#### [AIM OF THE TASK]
Give back exactly the lines of the entries below from the line with "easier for me." to the line with "1. Implement a", inclusive, and only those.

#### [Saved entries]
PR #90, opened 2023-04-03
Propose Clipboard Interaction specs

seancolsen:
[Rendered](https://github.com/centerofci/mathesar-wiki/blob/clipboard-specs/design/specs/clipboard-interactions.md)

### DIFF
--- a/design/specs/clipboard-interactions.md
+++ b/design/specs/clipboard-interactions.md
@@ -1,0 +1,315 @@
+---
+title: Clipboard Interaction specs
+description: 
+published: true
+date: 2022-03-27T00:00:00.000Z
+tags: 
+editor: markdown
+dateCreated: 2022-03-27T00:00:00.000Z
+---
+
+## Design goals
+
+- Allow users to copy/paste one (and sometimes multiple) cell values within Mathesar -- and also between Mathesar and another applications.
+
+## Additional Context
+
+- [GitHub Issue](https://github.com/centerofci/mathesar/issues/2377)
+- [Usability Improvements project](https://wiki.mathesar.org/en/projects/2023-04-usability-improvements.md) which contains this work
+
+## Terminology and abbreviations in this document
+
+- ⏩ represents a tab character within strings
+- MIME refers to a [MIME type](https://developer.mozilla.org/en-US/docs/Web/HTTP/Basics_of_HTTP/MIME_types)
+- TSV refers to "Tab Separated Value"
+- Similar products
+    - **Calc** means LibreOffice Calc
+    - **Sheets** means Google Sheets
+    - **Airtable** means Airtable
+    - **GT** means Google Tables
+
+## Research
+
+### How clipboards work
+
+- When you copy data into your system clipboard, that data is stored along with an associated MIME type. In the simplest scenario of copying plain text, the text you copy is stored along with the MIME type `text/plain`.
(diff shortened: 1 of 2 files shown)


seancolsen:
@pavish and @ghislaineguerin I have assigned you to review these proposed UX specs for the Clipboard Interaction design as motivated by https://github.com/centerofci/mathesar/issues/2377.

I've assigned you two since you're designated helpers on the [Usability Improvements project](https://wiki.mathesar.org/en/projects/2023-04-usability-improvements.md) which contains this work.

I also have a [draft PR](https://github.com/centerofci/mathesar/pull/2773) which begins to implement the "copy" functionality.

@pavish and @Anish9901 I'll highlight that this design work seems to have some overlap with the [UI for Importing data into existing tables](https://wiki.mathesar.org/en/community/mentoring/project-ideas/ui-import-data-existing-table) GSoC project, which you are mentoring.

design/specs/clipboard-interactions.md
```diff
@@ -0,0 +1,315 @@
...
+
+- In my [initial "copy" implementation](https://github.com/centerofci/mathesar/pull/2773), I notice that copying a lot of cells takes some time and **locks the main thread.** This is not great, but it's because we're using the sync API. It's hard to get around this though since the async API isn't fully implemented in Firefox yet. We could potentially use the async API if it's available, while falling back to the sync API for Firefox. If we want to do that, I'd rather do it later when/if users ask for improved performance here.
+
+- It would be nice to add **context menu entries for copy/paste**, but there are some challenges here.
+
+    - When copying: If we use the synchronous clipboard API it seems[^1] that we can't trigger copy events programmatically. Somehow Google Sheets is doing it, but I haven't dug deeper to figure out how. With the async clipboard API Firefox lacks support for MIME types other than `text/plain`.
+
+    - When pasting: The synchronous clipboard API doesn't allow programmatic pasting at all. The async clipboard API doesn't work allow pasting in Firefox and requires a special permission in other browsers.
```
pavish, line 295: Doesn't the clipboard API support this?

https://developer.mozilla.org/en-US/docs/Web/API/Clipboard/writeText

We could use `navigator.clipboard.writeText()` method to write to the clipboard, the only caveat being Firefox only supports this event from a user action, which will be the case for context menus.

For paste, we'd be reading from the clipboard using the `navigator.clipboard.readText()` method, and performing "paste" manually i.e. updating the cells ourselves.

I remember doing this a long time ago and there were some challenges like the elements need to be in focus. 

I'm adding this comment here, perhaps we could update the document with this as well, so that when we want to implement this, this comment can be a starting point.

pavish: It does. Perhaps for Firefox we can limit support to `text/plain` and try working with that, and/or we could write items to localstorage as a way to improve copy/paste support within Mathesar.

Either way, I agree this isn't a high priority at the moment, and we can consider picking it up later.

ghislaineguerin:
@seancolsen The spec looks good. Regarding your design notes, I think having no contextual menu option is fine for now since content of our cells is very consistent with no styling, so we can do without paste options. I'm assuming that's what you meant by "How to Paste." Is that correct? What other paste options did you had in mind?

One feature I find very helpful is the ability to paste a list of text with line breaks, creating new rows for each entry. I'm not sure if that's a consideration, but it's something we should explore in the future.

seancolsen:
I'm going to merge this now since it's seems like we have sufficient approval. We can continue to tweak smaller details as necessary.

PR #91, opened 2023-04-04
Localization Project Proposal

rajatvijay:
[Rendered](https://github.com/centerofci/mathesar-wiki/blob/localization-project-proposal/projects/localization.md)

### DIFF
--- a/projects/localization.md
+++ b/projects/localization.md
@@ -23,15 +23,15 @@ dateCreated: 2023-03-15T00:00:00.000Z
 
 ## Problem
 
-Currently, Mathesar has hardcoded English strings and only works for the English language. It should be enabled to support any language.
+Currently, Mathesar's codebase has hardcoded English strings and only works for the English language. It should be enabled to support any language.
 
 ## Solution
 
-### Language Detection
+### Language Detection & Language Switcher
 
-_TODO_
+The `selected_language` will be stored inside the DB and sent to the front end inside the `common_data`. For a particular user when there is no `selected_language` stored, the backend will detect the language from `Accept-Language` HTTP header with a fallback to `en`.
 
-**Language Switcher**
+The logged-in user will have a language switcher with a list of all of the currently supported languages by Mathesar. This option will be provided on the user profile page available at `/profile` path. Selecting a new language from here will make an API call to the backend to update the `selected_language` in the DB.
 
 ### Translations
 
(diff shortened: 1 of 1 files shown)


kgodey:
@rajatvijay Please merge this and send an email for review, that workflow is easier for me.

seancolsen:
Thanks for this document, @rajatvijay. I have been spending some time reading it and familiarizing myself with `typesafe-i18n`. I have a lot of questions, critique, ideas, opinions, and thoughts. But before I launch into them, I'd like to piggy-back on @kgodey's comment by suggesting something _slightly_ different (though still compatible with Kriti's request, I think)...

I see this document as a mix of two things that warrant two separate discussions, so **I'd like you to divide this document up** as follows:.

1. Simplify the document in this PR to be higher-level project plan which summarizes _what_ we will do, _who_ will do it, and _when_ we will do it. Merge it yourself, and solicit feedback on it via email so that Kriti can approve it.

1. Take the content on _how_ we will do the work, and extract it into a separate specs document at a wiki path like `engineering/specs/localization.md`. Then make a PR with that document where interested parties can have a more technical discussion about the details. There are some significant architectural question involved in this localization work, and I'd like for @pavish to give it a look as well, before we decide on our approach.

I'll get a little more specific about the sort of delineation I'm requesting, and I'll also offer some critique in a effort to move us towards the sort of "project plan" that I think we need for this project...

- I'd imagine taking the entire "Solution" section and moving that into a specs document.

- In the "Solution" section, I'd want to see something like:

    1. Write architectural specs for our translation system.
    1. Review and approve specs.
    1. Research translation workflow processes compatible with our architecture, and decide out how we will outsource the actual translation work.
    1. Implement the translation architecture, placing _a single UI string_ into the translation system, and providing a Japanese translation for that string.
    1. Implement a linting rule to identify untranslated UI strings.
    1. Wrap all UI strings in translation functions, leaving all but one string untranslated. At this point, the Japanese language is enabled, with English as a fallback.
    1. Test, validate, and hone our workflow for translators to become suitable for less-technical people to perform the translation work.
    1. Publish documentation for developers, providing clear guidelines and standards for authoring components in a manner compatible with our translation system. E.g. [CiviCRM's "Translation for Developers" docs page](https://docs.civicrm.org/dev/en/latest/translation/)
    1. Publish documentation for volunteer translators, making it possible for community members to contribute to translations without very much technical knowledge.
    1. At this point, this project is considered complete, even though almost all our UI strings will still remain untranslated in English. The work of translating the UI strings will be handled later.

- Note that the "Solution" content above is higher-level than what you wrote (because it makes not mention of details like typesafe-i18n). But, it also provides more information about what happens at that high level. One of the important pieces of critique that I have on your project plan is that, from your document, it's not very clear what the criteria is for completion of the project. I'd like to see some sort of plan like the one above which makes it clearer what the state of our i18n work will be when this project is done.

I'm writing up a bunch more thoughts on the technical specs, and I'll share those when we have a thread that's more focused on that discussion.

kgodey:
@seancolsen's plan for splitting up the project and spec makes sense to me.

#### [RESPONSE BELOW]
@rajatvijay Please merge this and send an email for review, that workflow is easier for me.

seancolsen:
Thanks for this document, @rajatvijay. I have been spending some time reading it and familiarizing myself with `typesafe-i18n`. I have a lot of questions, critique, ideas, opinions, and thoughts. But before I launch into them, I'd like to piggy-back on @kgodey's comment by suggesting something _slightly_ different (though still compatible with Kriti's request, I think)...

I see this document as a mix of two things that warrant two separate discussions, so **I'd like you to divide this document up** as follows:.

1. Simplify the document in this PR to be higher-level project plan which summarizes _what_ we will do, _who_ will do it, and _when_ we will do it. Merge it yourself, and solicit feedback on it via email so that Kriti can approve it.

1. Take the content on _how_ we will do the work, and extract it into a separate specs document at a wiki path like `engineering/specs/localization.md`. Then make a PR with that document where interested parties can have a more technical discussion about the details. There are some significant architectural question involved in this localization work, and I'd like for @pavish to give it a look as well, before we decide on our approach.

I'll get a little more specific about the sort of delineation I'm requesting, and I'll also offer some critique in a effort to move us towards the sort of "project plan" that I think we need for this project...

- I'd imagine taking the entire "Solution" section and moving that into a specs document.

- In the "Solution" section, I'd want to see something like:

    1. Write architectural specs for our translation system.
    1. Review and approve specs.
    1. Research translation workflow processes compatible with our architecture, and decide out how we will outsource the actual translation work.
    1. Implement the translation architecture, placing _a single UI string_ into the translation system, and providing a Japanese translation for that string.
    1. Implement a linting rule to identify untranslated UI strings.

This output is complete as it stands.